* **Aim of the exercise**:
The listing below contains a span that opens with the line containing "Isn't this something" and closes with the line containing "Seems there isn't". Return that span exactly.

* **Data excerpts**:
PR #7185, opened 2024-12-29

adhansen:
## Summary
New version of the Wilderness Player Alarm with improvements for plugin inter-operability

## Detail
There are two main issues with the plugin that I'm trying to fix here:
* https://github.com/adhansen/plugin-repo/issues/46 \
I was only able to reproduce this using a user-provided profile which pulled in a truly obscene amount of external plugins. I don't know how people play the game like this, and I don't have insight into which plugin could have caused this. But it turned out to be a simple [one-line change](https://github.com/adhansen/plugin-repo/commit/adaa209820d9b3f552e0cf090f01d8196d81a490) to fix it.
* https://github.com/adhansen/plugin-repo/issues/42 \
This one also weirdly only repro'd with a large profile. It involves GUI elements from other plugins on the same layer getting pushed around by the alarm. My solution to mitigate this is to expose the layer that the alarm is on to the user and allow control of that. Sort of like the [ping grapher plugin](https://github.com/yuh25/Ping-Grapher/blob/master/src/main/java/com/pinggraph/PingGraphOverlay.java#L49) allows for, but preferring an enum over a bool.

### DIFF
--- a/plugins/wilderness-player-alarm
+++ b/plugins/wilderness-player-alarm
@@ -1,2 +1,2 @@
 repository=https://github.com/adhansen/plugin-repo.git
-commit=18a3ebd819f261553f00cdb421d4a7864c3a2f5a
+commit=48df31d70c34ab46c2608636b1924118c27e264b
--- a/plugins/wilderness-player-alarm
+++ b/plugins/wilderness-player-alarm
@@ -1,2 +1,2 @@
 repository=https://github.com/adhansen/plugin-repo.git
-commit=438d44140068b64520cbdc22400b4e8a3e5b9d38
+commit=18a3ebd819f261553f00cdb421d4a7864c3a2f5a


iProdigy:
Are you intentionally resetting `flashControl` to NORMAL for plugin users who previously configured this value to something else? if not, you can revert the `flashSpeed` config key name to `flashControl`

adhansen:
> Are you intentionally resetting `flashControl` to NORMAL for plugin users who previously configured this value to something else? if not, you can revert the `flashSpeed` config key name to `flashControl`

I'm aware that it will reset this config item. I guess I could revert the `keyName`, but I definitely would like to change the `name` as it appears in the user-facing settings. Alright hold off on merge I'll change that back...

iProdigy (approved):

tylerwgrass (approved):

PR #7186, opened 2024-12-29
Added prayer flick helper info

BunnyBytes:
A plugin which helps the user with prayer flick timing by visualising their inputs against the game ticks on a graph.

### DIFF
--- a/plugins/prayer-flick-helper
+++ b/plugins/prayer-flick-helper
@@ -1,0 +1,2 @@
+repository=https://github.com/BunnyBytes/Prayer-Flick-Helper.git
+commit=238d8e13266e744f43d3e6abba33af7c95fe72e6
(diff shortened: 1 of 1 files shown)


iProdigy:
How does this plugin compare with https://github.com/JarateKing/histogram? We want to avoid having multiple plugins with duplicate functionality - if you've identified an improvement over the existing plugin, could it be PRed to their repo?

BunnyBytes:
> How does this plugin compare with https://github.com/JarateKing/histogram? We want to avoid having multiple plugins with duplicate functionality - if you've identified an improvement over the existing plugin, could it be PRed to their repo?

Oh no! I wasn't actually aware of that plugin. I suppose I can have a look and see if there's anything I can contribute!

PR #7189, opened 2024-12-30
Create dialog-font-changer plugin

andrewmenich:
This plugin replaces the standard dialog box quill font with a list of other font options. The goal of this plugin is to make the dialog box more legible and customizable, particularly for those with vision impairments. It works by hiding the original widget and creates a new overlay in its place. It currently only handles NPC and optionally Player dialog.

### DIFF
--- a/plugins/dialog-font-changer
+++ b/plugins/dialog-font-changer
@@ -1,0 +1,2 @@
+repository=https://github.com/andrewmenich/dialog-font-changer.git
+commit=ed4f5ef3fdc15c33bec9c4bbacd420d7b75cd2ba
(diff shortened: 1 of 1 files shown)


andrewmenich:
> Please don't open new prs. You can push changes to your current branch and update the commit hash here.

Sorry about that! Was just rereading the contribution docs and realized my mistake.

raiyni:
Is there a reason you didn't just change the FontID? https://static.runelite.net/api/runelite-api/net/runelite/api/FontID.html

andrewmenich:
I explored that initially and it's definitely the path of least resistance. `PLAIN_12`, `VERDANA_13`, and their bold counterparts work well, I just didn't find them to be as legible as I was hoping for (namely for quest dialog where there is lots of reading). I started playing around with rendering my own overlay and found that using more common fonts like Roboto/Lato were exactly what I was looking for. If this approach is a blocker I'd definitely settle for the former.

LlemonDuck:
You're not providing proper attribution for the font files as are required by their licenses. Regardless, it seems a lot simpler (and I would _much_ prefer it to avoid licensing requirements) to not package any built-in fonts and just let users specify a font that exists on the system.

LlemonDuck:

PR #7193, opened 2024-12-31
New plugin 'gauntlet-chest-value'

ghost:
This plugin displays the total value of the loot you receive from the gauntlet chest. Tested and verified in-game.

### DIFF
--- a/plugins/gauntlet-chest-value
+++ b/plugins/gauntlet-chest-value
@@ -1,3 +1,3 @@
 repository=https://github.com/RealityWinner/gauntlet-chest-value.git
-commit=c9411147b1b0353fbe1e15b0acbfa45801541dea
+commit=61fe7e9931b086694a9794bc0b86af1eb2a3883c
 authors=RealityWinner


YvesW:
Isn't this something that might be worthwhile to PR to core? I'd at least discuss it in #development

YvesW:
Yeah, that one should also just be added to core IMO instead of adding a hub plugin for every chest. Alternatively if Adam wouldn't want that, we could make 1 chest value hub plugin.

tylerwgrass:
Seems there isn't (currently) opposition to adding this to the core loot tracker, so I'll move this to waiting for now.
[This](https://github.com/runelite/runelite/blob/f654e1ccbaa6cff23e50c32fde876aea9e15a00f/runelite-client/src/main/java/net/runelite/client/plugins/loottracker/LootTrackerPlugin.java#L972) is a likely reference

If something changes this PR can be given another look.

tylerwgrass:
You are welcome to open a PR to core yourself

PR #7200, opened 2025-01-02
Create animation-indicator

Need-Femboy:
Highlights an NPC for the tick its animation changes, useful for learning some fights


LlemonDuck:
This violates the following rule quite aggressively:

PR #7206, opened 2025-01-04
Update Last Man Standing v1.7.2

pwatts6060:
- Minor changes to autodetect new variant of terminator bots


LlemonDuck:
Not new to this PR but can you make sure this gets removed on shutDown https://github.com/pwatts6060/runelite-plugins/blob/lms/src/main/java/com/lmsnotifier/LMSPlugin.java#L181

pwatts6060:
> Not new to this PR but can you make sure this gets removed on shutDown https://github.com/pwatts6060/runelite-plugins/blob/lms/src/main/java/com/lmsnotifier/LMSPlugin.java#L181

It is a bit confusing but it is removed already in a subroutine called in shutdown. ItemUpgrade.reset()

LlemonDuck:
Thanks! That's easier to follow

PR #7207, opened 2025-01-05
OSRS-Splits-TheKodai

KeyboardIsMagic:
OSRS Splits – The Kodai
A custom RuneLite plugin for managing parties, verifying members, and automatically capturing Nex loot screenshots—improving safety and trust in OSRS Splits and RuneWatch communities. Includes straightforward creation/joining of parties, split confirmations, and quick screenshot uploads to Discord. Name changes won’t hide a bad actor—verified members are tracked permanently. Enjoy Nex with peace of mind!


tylerwgrass:
Is there a reason you cannot use already included versions of the dependencies you have changed?

raiyni:
This should be added to the nex plugin you already have

KeyboardIsMagic:
> Is there a reason you cannot use already included versions of the dependencies you have changed, and how is this different from your already existing [Nex Split Tracker](https://github.com/KeyboardIsMagic/NexSplitTracker) plugin?



> This should be added to the nex plugin you already have

The original Nex Split Tracker is used as a in client spread sheet to track drops from random teams and display profit from splits.
The proposed plugin unites the community of OSRS Splits The Kodai and RuneWatch to help prevent and instill trust into the community members. Community members voluntarily sign up through discord so their accounts may be tracked, these accounts are tracked regardless of x name changes so scamming is highly discouraged as members who do not split valuable drops with their party members will be tracked via RuneWatch. This plugin does not track the splits in a spreadsheet format, rather posts the confirmations of party members agreeing to the TOS of the community of RuneWatch and OSRS Splits, and any and all unique drops from the Nex encounter itself. All parties have clear and automated evidence to help maintain transparency when playing with strangers and help with any dispute among RuneWatch cases. 

This plugin aims to help the community while discouraging scamming by unavoidable long term consequences via RuneWatch.

YvesW:
I still don't see a reason this can't be added to the nex split plugin that you already own with the same name. Just add a config section for it and it works.

Also, inject our okhttp and use that instead of what you are doing now for http calls.

Still got the dependency changes label because you are changing stuff.

I've not looked if what you are doing is ok or just weird. Usually proper authentication of an osrs account doesn't really work unless you do a skilling challenge with hiscore checks or something like that.

KeyboardIsMagic:
Merge with existing Nex Split Plugin:
The Nex Split tracker works much like the Raids Loot Tracker, however both are independent plugins rather than added to the built in Loot Tracker. Likewise, the Loot Tracker is an independent plugin, and not added to the plugin Party Panel or vice versa. These plugins serve different purposes, although they have a common theme of killing Nex, their purposes and functionality are very different. The OSRS Splits – The Kodai plugin takes inspiration from plugins like Dink, Party Panel, and Discord in aims to link a community of Nex killer together. While both relate to Nex, they serve different audiences and use-cases: the existing plugin is for personal loot tracking; this one is for a specialized community that uses Discord-based verification. They could technically be combined, but it might bloat the current Nex Split plugin with a large, community-focused workflow that not all users need. If this is something the Runelite requires, I would rather take down the Nex Splits Tracker(spreadsheet) and push this instead, then at a later date, integrate the spreadsheet into this plugin, which is something I really do not want to do as they are separate and would feel more comfortable if it was removed from the plugin hub entirely.

Dependency:
I’ve updated dependencies to use versions already included in the plugin hub. For HTTP calls, I will update the code to inject the provided okhttp from RuneLite (rather than bundling my own).

Account authentication:
Accounts are registered (not required for functionality) on our discord which is linked to a database that other discord bots access to preform skilling checks via the hiscores. These accounts are tracked indefinitely regardless of name changes since the accounts are linked by their Discord Ids. True, scammers could create multiple discord accounts but I feel this is taking a step in the right direction and something RuneWatch staff members specifically requested to help mitigate scams as users who are registered through Discord are given a rank based on their trustworthiness/amount they have split with other community members. Evidence is taken in the form of screenshots when all party members have confirmed to split via the plugin and sent to Discord, this happens again when any unique drop happens at Nex. This plugin will support a community of 8,000+ people, something that the legacy friends chat or clan system cannot support.

YvesW:
Please stop using an LLM to write your messages if you are. Keep it clear and concise.

Currently multiple reviewers think it's best to integrate the plugins, so I strongly recommend just doing that. You don't have to make arbitrary differences between them. For example the ToA plugin by Llemon also does it all in 1 plugin. No reason to split it out in 20 plugins.

There's still a dependency changes tag on this PR. I think the bot will remove it when there are actual no dependency changes (e.g. the exclude you added).

KeyboardIsMagic:
As mentioned before I did not have any LLMs write the response. I was under the impression since there was a discrepancy, more information regarding the matter would be useful to identify key differences between the two plugins. It is mere coincidence that the community OSRS Splits and Nex Split Tracker have similar names, and boss Nex.

I am currently updating the code for okHttp.

raiyni:
This can be added to the existing plugin as a config option, which would make it not required for every user of the plugin.

KeyboardIsMagic:
> This can be added to the existing plugin as a config option, which would make it not required for every user of the plugin.

Alright, if that is what you want I will add them together. A new PR will be generated with the reflected incoming changes.

KeyboardIsMagic:
> Alright, if that is what you want I will add them together. A new PR will be generated with the reflected incoming changes.

PR #7213, opened 2025-01-07
Fix Bosses without Time

OSRSKoeppy:
Was still trying to send Boss kill messages for bosses without PBs. This is only used for bosses with PB so cleaned this up and removed it accordingly.

Also Fixed Combat Achievements not properly sending a screenshot when achieved. Also added in additional logging when webhooks fail

Incremented version to 3.2.2


OSRSKoeppy:
The previous version was unknowingly broken (Before this pull request) so if someone can look at it quickly it would be greatly appreciated. Right now its causing our users to get rate limited in discord

PR #12453, opened 2026-06-06
Update bh-pages - fixes

Un4gott3n:
Fixed the scrolling issues on the history tab to work correctly, fixed issue where herblore boost isn't accounted for in Surge Pot checks & fixed issue where boss KC panel doesn't show on client restarts when enabled.

Just a few fixes before I work on the next version.

Thanks!


Un4gott3n:
I've made a small change to the runelite-plugin.properties to include "build=standard" as I've seen in replies to other pull requests. Let me know if anything else needs changing.

Thanks.

PR #12457, opened 2026-06-06
Update Blert to 0.9.11

frolv:
Fixes spurious spawn/death events with Verzik tornadoes and Sotetseg.

### DIFF
--- a/plugins/blert
+++ b/plugins/blert
@@ -1,4 +1,4 @@
 repository=https://github.com/blert-io/plugin.git
-commit=6cbc286b3cb9600cb3f4b094e9fb1cfe78c6c991
+commit=965d03eedd8a179c51a8b3723222ca53501372f2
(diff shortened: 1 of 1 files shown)


riktenx:
doesn't build

frolv:
It looks like git is no longer available in the builder. I use it to get the plugin build commit hash to send to my server when opening a socket; is there an alternative method (such as a builder env var)?

Adam-:
> It looks like git is no longer available in the builder. I use it to get the plugin build commit hash to send to my server when opening a socket; is there an alternative method (such as a builder env var)?

This might be due to the ubuntu 22 to 24 upgrade we did recently. We just use the stock GitHub runners+images so if it isn't available you will probably need to figure out a different solution.

frolv:
Alright, I'll look into alternatives

PR #12486, opened 2026-06-08
Add MMO HUD and Loot Chat

jaydog990:
Adds two external plugins:

- MMO HUD: MMO-style player, target, and RuneLite party HUD frames. Known issue documented in the plugin README: after hopping worlds, the player portrait orb can appear blank until the player changes equipment; HUD bars continue to update.
- Loot Chat: colored NPC drop chat messages with configurable value tiers and saved kill count context.

Both plugin repositories are public and use build=standard with no third-party dependencies.


riktenx:
submit one pr per plugin

PR #12499, opened 2026-06-09
update tyrs guard clan

torlokt:
Fixed GE clan listing sync — the overlay and panel now correctly update in real time for all clan members simultaneously. Previously only one plugin client could be connected at a time, causing broadcasts to only reach the most recently logged in member. Multiple clients can now stay connected at once. The "I Listed It!" button is now disabled and labelled "Already Listed" when another member has the clan listed, and automatically re-enables for everyone when the lister logs out or hops worlds.


riktenx:
image

PR #12503, opened 2026-06-09
Update runecrafting tracker

mcscoobe:


riktenx:
you should only be updating one plugin

mcscoobe:
> you should only be updating one plugin

What the hell. I have no idea what I did but perhaps the 2am plugin fixes is not the strategy. Will figure this out asap.

PR #12504, opened 2026-06-09
Update gim hub to 1.6.0

wouterrutgers:
* Sends the timezone to the server so we can show the player's local time on the dashboard.
* Fixes an issue where data would be sent even when there were no changes.


riktenx:

wouterrutgers:
Done!

PR #12507, opened 2026-06-09
disable nh-input-tweaks

riktenx:
plugin automates input by invoking the client script that triggers tab switches


NotCoco:
@riktenx Could I get clarification on this disable reason?

My understanding is that the plugin maps one real physical F-key press to one normal tab switch. It does not generate repeated input, choose actions, click items/spells/prayers, interact with menus, or do anything without a user keypress.

The goal is input latency/queueing improvement, not gameplay automation. Is the issue categorically that it invokes the tab-switch client script, or are there constraints/guards that would make this acceptable?

PR #12510, opened 2026-06-09
Add Nightmare Prayer Shuffle Indicator

iiceJ:
Adds a plugin that indicates when The Nightmare or Phosani's Nightmare shuffles your protection prayers. Well within the Jagex rules.


coopermor:
Jagex prohibits any feature that:

This is not "Well within the Jagex rules."

PR #12524, opened 2026-06-10
Insert Tangle Crew Plugin File

ZH-Systems:
This is a plugin based on the Dink plugin, it is forked off of the most recent Dink Plugin. Essentially it expands capabilities to the plugin to allow for a JSON payload to be synced from a web server to update specific fields within the plugin during clan events, and disabled and reverted to clan standards when event ends.


ZH-Systems:
Incorrect project merged

PR #12531, opened 2026-06-10
OSRGB

tar14444:
OSRGB integrates RuneLite with OpenRGB allowing for tons of lighting effect triggers.

### DIFF
--- a/plugins/osrgb
+++ b/plugins/osrgb
@@ -1,2 +1,2 @@
 repository=https://github.com/tar14444/OSRGB.git
-commit=61050101b2664d52949693ad3d52e1cc3022ad06
+commit=a22861835ae184bc8ebe6037200384a4fdad9101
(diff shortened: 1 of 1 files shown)


tar14444:
OSRGB v2.0 released.

New features:
- Collection Log effects
- Quest/Miniquest/Diary effects
- HP value based color system
- Critical HP animation overhaul
- Flash, Pulse, Strobe, Breathing, Rainbow, Fire, and Lightning styles

Latest source available in the repository.

tar14444:
OSRGB v3.0 released.

- Replaced external helper EXE with direct OpenRGB SDK connection
- Added configurable OpenRGB host and port
- Removed Python/Flask/helper dependency
- HP colors and critical effects now run directly through Java
- Restored all RGB event effects

riktenx:
thread sleep / interrupt are not allowed

riktenx:
thanks for the submission but we are not able to host plugins that explicitly require and direct a user to download an external bespoke native binary for security reasons

PR #12537, opened 2026-06-10
Add Player Circles plugin

iiceJ:
Draws a configurable circle or ring under players.

- 3D disc rendered in-world (occluded by models naturally)
- 2D overlay ring with solid or dashed outline
- Per-type colors for self, friends, clan, team, and PVP
- True tile support for own player


ldavid432:
This is not a full review.
- your repository URL needs to end in `.git`
- you need to add `build=standard` to your runelite-plugin.properties

PR #13201, opened 2026-07-03
Add Remember Last Prayer

Shackin:
When an overhead prayer is switched or disabled, displays that prayer as an icon or InfoBox.


coopermor:
We will not be hosting plugins that track your last prayer as they are to assist with boss mechanics and are not compliant with the 3rd party client guidelines.

PR #13203, opened 2026-07-03
Ground object id highlighter

WoozOSRS:
## Description

Ground Object ID Highlighter allows users to highlight every occurrence of configurable GameObject and GroundObject IDs as they appear in the current scene.

Unlike the built-in Object Markers plugin, highlights are based on object IDs rather than fixed world coordinates, making the plugin useful for dynamically spawned PvM mechanics and temporary encounter objects.

### Features

- Highlight configurable object IDs
- Separate support for GameObjects and GroundObjects
- Configurable colors
- Adjustable opacity
- Tile fill / outline render modes
- Border width customization
- Optional pulsing highlights
- Optional region restrictions
- Automatic cleanup when objects despawn or instances change

### DIFF
--- a/plugins/ground-object-id-highlighter
+++ b/plugins/ground-object-id-highlighter
@@ -1,2 +1,2 @@
 repository=https://github.com/WoozOSRS/Ground-Object-ID-Highlight.git
-commit=5b3cbde4fa5197b9a7d4f99d1d32820b59aca027
+commit=4552bbfa236d36fcdda5b83b4ba69f1341b3fe06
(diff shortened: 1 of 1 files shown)


Bram91:
> Reviewing

> Plugins that use player provided IDs for the entirety of their functionality can cause moderation issues and outcomes that break Jagex's plugin rules. Due to this fact we will not be accepting any new ID based plugins. Plugins that use a specific set of IDs but do not allow user input will still be accepted. (e.g. plugins like Vardorvis Projectiles which only allows you to change a specific projectile to a set list of projectiles.)

PR #13208, opened 2026-07-03
update osrs-tcg

Azderi:
Collection album updates, Dink and webhook integration


riktenx:
don't read/write files outside of your plugin-specific subfolder within .runelite, it looks like this stuff you added is for debugging purposes. you can either add a separate debug plugin in the test source set (which won't ship with your plugin and won't get looked at but you can use it during development) or just remove it

the sailing plugin has an example of a debug plugin if you want to look there, they can be pretty handy

PR #13221, opened 2026-07-03
Bump version and add H2 dep

DNiemeijer:


riktenx:
this will prevent your plugin from being bot-/auto-reviewed, meaning all review going forward will have to be manual. your call but not sure if you knew/want that to be the case

iodrareg:
Would sqlite or a flatfile be included in the autoreview?

riktenx:
if you have to set build=gradle it is no longer autoreview

riktenx:
if you could clarify what you intend to do here

iodrareg:
We will just move to locally storing and reading a json file with some data to fill a list of favorites, blocked and historical data of parties. 

I assume we can just update the hash of **this** PR once we have implemented and tested it?

riktenx:
yep

iodrareg:
@riktenx i opened https://github.com/runelite/plugin-hub/pull/13277 that reverts the H2 dependency and now has a local file which is written/read to store certain values.

you can close/reject this PR if you want :)

PR #13238, opened 2026-07-04
Update afk-overlay

zmertz:
Fixes a small bug where moving the mouse while clicking on the overlay window didnt bring up the client

### DIFF
--- a/plugins/afk-overlay
+++ b/plugins/afk-overlay
@@ -1,2 +1,2 @@
 repository=https://github.com/zmertz/AFK-Overlay.git
-commit=fb7e6035a3a9ac38a567842f6df3298e8dff50c8
+commit=1eb3968087178b931babf9a521298c4f01b7ca0f
--- a/plugins/afk-overlay
+++ b/plugins/afk-overlay
@@ -1,2 +1,2 @@
 repository=https://github.com/zmertz/AFK-Overlay.git
-commit=b4866ed0b522f4e73971da5bddc1ab973a22a3f6
+commit=fb7e6035a3a9ac38a567842f6df3298e8dff50c8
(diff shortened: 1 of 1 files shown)


riktenx:
remove .class files from your repo

riktenx:
you cannot programmatically move/minimize/request focus on the runelite window. you can do whatever with separate windows you create

zmertz:
> you cannot programmatically move/minimize/request focus on the runelite window. you can do whatever with separate windows you create

I'm a little confused. I checked the provided resources to ensure this would be in line with Jagex's rules. I didn't see anything about focusing the Runelite window. This plugin has been in the game for about a year now with no issue. Clicking the window acts in the same way as clicking the Runelite button in the taskbar, so I wouldn't think that is an issue. Could you point me to a rule section of FAQ detailing this?

ldavid432:
> I'm a little confused. I checked the provided resources to ensure this would be in line with Jagex's rules. I didn't see anything about focusing the Runelite window. This plugin has been in the game for about a year now with no issue. Clicking the window acts in the same way as clicking the Runelite button in the taskbar, so I wouldn't think that is an issue. Could you point me to a rule section of FAQ detailing this?

This rule was just recently added due to the situation with Marni & click-to-minimize

https://github.com/runelite/runelite/wiki/Rejected-or-Rolled-Back-Features#removed-in-the-past

zmertz:
I understand the reasoning behind the new rule given the Marni situation, and I think it's a good idea. Looking at this plugin specifically though, I wanted to raise whether grandfathering it in might be worth considering.

This plugin has existed for awhile without issue. The window focusing is strictly a 1-1 action: the user clicks the overlay, RuneLite comes to front. It can only ever target one window, requires deliberate user input each time, and has no capacity to automate anything across ticks or accounts.

I recognize you may want a clean rule with no exceptions, but I just wanted to make the case since I don't think this specific implementation could result in exploits. Let me know your thoughts!

riktenx:
yeah no we will need you to remove this, otherwise we'll be forced to disable the plugin

jfyi the whole "1:1" thing is not real, the playerbase made that up

PR #13262, opened 2026-07-04
Add No-Misclicks-In-Bank

Welkon1:
Adds the No-Wield-No-Wear-In-Bank plugin.

Removes the Wield, Wear, and/or Drink options from items in your inventory while the bank is open, to prevent accidental clicks when depositing all. Each option is toggleable.

Repository: https://github.com/Welkon1/No-Misclicks-In-Bank


riktenx:
doesn't build

riktenx:
not really one to tell you your business but surely you want to exercise some forethought with the name here and maybe call it something more generic? "bank option hider" considering you have also separately submitted "no drink in bank"

Welkon1:
Yeah I'll combine them both into one, fairly new to this.

riktenx:
delete all .class files from your repo

PR #13277, opened 2026-07-04
osparty to 1.0.18

iodrareg:
- removes H2 dependency and now uses jsonfiles to store some local data
- update to user interface to include a history tab for local historical parties


riktenx:
build=standard, not gradle

iodrareg:
should be good now, thanks for the swift reviews!

PR #13336, opened 2026-07-05
Update icon

DuckTown407:
Icon was mistakenly the default one, not the one I had made. Updated the icon.png


DuckTown407:
I changed the commit hash from the original submission. I am new to git and I keep making mistakes. Everything I intended to fix should be fixed now with the latest commit.

PR #13809, opened 2026-07-15
anvil: progress sidebar, Active now, and site-relay federation

AhmedFathy2001:
Updates the **anvil** plugin. Adds an always-on progress side panel for the Anvil clan-events platform, plus the plugin side of optional cross-clan federation.

**Sidebar**
- Per-event board summary + nearest-to-complete tiles
- **Active now** — tiles you and teammates are actively progressing (drops, kills, skill XP, boss KC), attributed per player
- Link to the event's standings on the site

**Federation (new — site-relay, opt-in, off by default)**
- The plugin's *entire* federation footprint is its own home site: it polls `GET /api/plugin/federation/state` and renders the per-clan boards the site already aggregated, and establishes federation via a one-time Discord device-login opened in the system browser (pinned to the Anvil broker host only). It never contacts a broker or another clan's site directly — all server-to-server. With federation off (default), the panel is byte-for-byte the single-home sidebar.

**Other**
- Set-aware progress for collection tiles in the in-game chat/toast (a full set reads "4/4", not "4/1").

Existing tracking/overlay behavior is unchanged. `./gradlew test` passes.

### DIFF
--- a/plugins/anvil
+++ b/plugins/anvil
@@ -1,2 +1,2 @@
 repository=https://github.com/AhmedFathy2001/anvil-plugin.git
-commit=d40f69128dfc855f9eae439a11364072bb9a5812
+commit=2f6836afc0627ee1d80ce8b4ee8cc31fa1cd8532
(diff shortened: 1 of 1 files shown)


riktenx:

AhmedFathy2001:
@riktenx Fixed that issue (Sorry i added another module that was just finished to the PR)

AhmedFathy2001:
Any updates needed from my side? @riktenx

Alexsuperfly:
thread interrupt and sleep are not allowed

AhmedFathy2001:
> thread interrupt and sleep are not allowed

Hi, sorry missed a few instances, should be fine now?

PR #13845, opened 2026-07-15
Add account snapshot export

trilliam25:
Adds Account Snapshot Export, a passive plugin that exports observed account progress and interface-backed game data to compact JSON files.

The plugin does not perform actions on behalf of the user. It only records data and relies on the player to open the relevant OSRS interfaces normally.


Alexsuperfly:

PR #13860, opened 2026-07-16
Add GE Offer Webhook plugin

John-AndreS:
Adds **GE Offer Webhook** — a plugin that POSTs a JSON webhook to a user-configured URL on every Grand Exchange offer change: placement, partial fill, completion, and cancellation, plus a full-slot snapshot on login. A listening service can use this to maintain real-time, gapless GE state without polling.

- **Observe-only:** it reads client-reported GE state and sends JSON; it generates no game input.
- **Outbound-data disclosure:** provided via the `warning=` field in this manifest and in the Webhook URL config option's description.
- Uses the client's injected `OkHttpClient` and `Gson` (no fresh instances); `build=standard`; BSD-2-Clause.

Plugin repository: https://github.com/John-AndreS/ge-offer-webhook

### DIFF
--- a/plugins/ge-offer-webhook
+++ b/plugins/ge-offer-webhook
@@ -1,4 +1,3 @@
 repository=https://github.com/John-AndreS/ge-offer-webhook.git
 commit=e2cc116d492d329c1aa678cacc5fca5f91293783
 authors=John-AndreS
-warning=This plugin submits your Grand Exchange offer data (item, price, quantity, and offer status) to a server or URL you configure. This URL is not controlled or verified by the RuneLite Developers.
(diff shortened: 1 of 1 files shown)


plugins/ge-offer-webhook
```diff
@@ -0,0 +1,4 @@
+repository=https://github.com/John-AndreS/ge-offer-webhook.git
+commit=e2cc116d492d329c1aa678cacc5fca5f91293783
+authors=John-AndreS
+warning=This plugin submits your Grand Exchange offer data (item, price, quantity, and offer status) to a server or URL you configure. This URL is not controlled or verified by the RuneLite Developers.
```
riktenx:
```suggestion
```

riktenx:
the warning is not necessary since the URL is user-input.

PR #13888, opened 2026-07-16
Update stack-value

RealSheeva:
Adds an optional Fill display option with an opacity slider. Off by default, so existing installs are unchanged.


RealSheeva:
Reopening — the build failure was a missing build=standard in runelite-plugin.properties, now fixed.

PR #13898, opened 2026-07-16
Update tictac7x-motherlode to v0.4.5

TicTac7x:


TicTac7x:
I feel weird about creating wrapper around getting varbits, but it's to start writing proper tests. Or are there some other options to achieve this? Are there any good examples, where plugins have tests, that use runelite apis?

Adam-:
Normally, people use mocks. Here is an example https://github.com/runelite/runelite/blob/9308cb4833432c9f74ebc1412a4daff7c6de6ac3/runelite-client/src/test/java/net/runelite/client/plugins/chatcommands/ChatCommandsPluginTest.java#L219-L220

TicTac7x:
Thanks, I will change it to follow that style then.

* **Response below**:
Isn't this something that might be worthwhile to PR to core? I'd at least discuss it in #development

YvesW:
Yeah, that one should also just be added to core IMO instead of adding a hub plugin for every chest. Alternatively if Adam wouldn't want that, we could make 1 chest value hub plugin.

tylerwgrass:
Seems there isn't (currently) opposition to adding this to the core loot tracker, so I'll move this to waiting for now.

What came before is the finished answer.